PR #232, opened 2021-02-20
Tags backend

### LINKED ISSUE #224: Tags Backend
- Create a tags table to establish an association between a tag and story
- schema: name, story_id

- Endpoints required:
1) Get all unique tags
2) Delete tags by story id
3) Get tags by story id

FE would pass array of tags name and backend would add rows in the tags table accordingly.

Shehryar21:
closes #224

- Create a tags table
- Seed tags
- Added a get all unique tags endpoint
- This is what the response payload looks like now
image

- Update create story endpoint to add tags


internal/database/migrations/migrations.go
```diff
@@ -72,16 +77,29 @@ func Seed(db *gorm.DB, locationFinder location.LocationFinder) error {
 	if err != nil {
 		return err
 	}
-
+	var tags []models.Tag
```
AbhiPrasad: We can predeclare the length of the array, no need to use `append` (instead we can just do array indexing)

internal/database/migrations/migrations.go
```diff
@@ -72,16 +77,29 @@ func Seed(db *gorm.DB, locationFinder location.LocationFinder) error {
...
 	// set lat long for coordinates
 	for i, story := range stories {
 		coordinates, err := locationFinder.GetCityCenter(story.CurrentCity)
 		if err != nil {
 			return err
 		}
+		tagChoice := []string{"Education", "Refugee", "Immigration"}
+		randomIndex := rand.Intn(len(tagChoice))
+		pick := tagChoice[randomIndex]
```
AbhiPrasad: Extract into function plz.

internal/database/migrations/migrations.go
```diff
@@ -72,16 +77,29 @@ func Seed(db *gorm.DB, locationFinder location.LocationFinder) error {
...
+		var tag models.Tag
```
AbhiPrasad: We can do inline declare here:

```go
tag := models.Tag{
  Name: pick,
  Story: story,
}
tags = append(tags, tag)
```

restapi/stories.go
```diff
@@ -190,9 +190,26 @@ func (api api) CreateStoriesFormData(w http.ResponseWriter, r *http.Request) ren
 	if err := api.database.Create(&story).Error; err != nil {
 		return rest.ErrInternal(api.logger, err)
 	}
+	fmt.Println(r.FormValue("bio"))
```
AbhiPrasad: 🔥 
```suggestion
```

restapi/stories.go
```diff
@@ -190,9 +190,26 @@ func (api api) CreateStoriesFormData(w http.ResponseWriter, r *http.Request) ren
...
+	names := r.Form["tags"]
+	err = api.AddTags(names, story)
+	if err != nil {
+		return rest.ErrInvalidRequest(api.logger, "Error Adding Tags", err)
+	}
 	return rest.MsgStatusOK("Story Added Successfully")
 }
 
+func (api api) AddTags(names []string, story models.Story) error {
+	var tags []models.Tag
```
AbhiPrasad: Again we can predeclare and just array index to add tags, no need to `append` if not necessary.

restapi/stories.go
```diff
@@ -190,9 +190,26 @@ func (api api) CreateStoriesFormData(w http.ResponseWriter, r *http.Request) ren
...
+	for _, t := range names {
+		var tag models.Tag
```
AbhiPrasad: ditto as above, prefer inline declare here.

AbhiPrasad (changes requested):

internal/database/models/models.go
```diff
@@ -33,3 +33,10 @@ type Story struct {
 	AuthorCountry   string  `json:"author_country"`
 	Author          Author  `gorm:"foreignKey:AuthorFirstName,AuthorLastName,AuthorCountry;references:FirstName,LastName,OriginCountry" json:"author"`
 }
+
+type Tag struct {
+	gorm.Model
+	Name    string `gorm:"not null" json:"name"`
```
nimwijetunga: You should specify the primary key of this table as (Name, StoryID). This will prevent duplicate story tag pairs

restapi/stories.go
nimwijetunga: remove

restapi/stories.go
```diff
@@ -190,9 +190,26 @@ func (api api) CreateStoriesFormData(w http.ResponseWriter, r *http.Request) ren
...
+	fmt.Println(r.FormValue("bio"))
+	names := r.Form["tags"]
+	err = api.AddTags(names, story)
+	if err != nil {
+		return rest.ErrInvalidRequest(api.logger, "Error Adding Tags", err)
+	}
 	return rest.MsgStatusOK("Story Added Successfully")
 }
 
+func (api api) AddTags(names []string, story models.Story) error {
```
nimwijetunga, line 202: consider making this a helper method instead of a method on api

restapi/tags.go
```diff
@@ -0,0 +1,20 @@
...
+
+	"github.com/go-chi/render"
+	"github.com/uwblueprint/shoe-project/internal/database/models"
+	"github.com/uwblueprint/shoe-project/restapi/rest"
+)
+
+func (api api) ReturnAllUniqueTags(w http.ResponseWriter, r *http.Request) render.Renderer {
+	var tags []models.Tag
+
+	err := api.database.Distinct("name").Find(&tags).Error
```
nimwijetunga, line 13: For right now you can return just the tag names (i.e dont need stories). It doesn't make sense to return stories as several stories can have the same tag

nimwijetunga (changes requested):
First pass, looks good few small things to address

restapi/stories.go
Shehryar21: isnt it better to have it as a method on api, because otherwise i would have to pass in db in parameters of the function??

nimwijetunga: Oh i didn't notice you use db, then its fine to keep it in api

restapi/stories.go
```diff
@@ -190,9 +190,29 @@ func (api api) CreateStoriesFormData(w http.ResponseWriter, r *http.Request) ren
...
+	var length = len(names)
+	tags := make([]models.Tag, length)
+	for i, t := range names {
+		tag := models.Tag{
+			Name:    strings.ToUpper(t),
+			StoryID: story.ID,
+		}
+		tags[i] = tag
```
....................
§ **Exercise instructions**: Within the data above, filter for lines containing the word "type" and copy each one.

§ **The answer**:
@@ -33,3 +33,10 @@ type Story struct {
+type Tag struct {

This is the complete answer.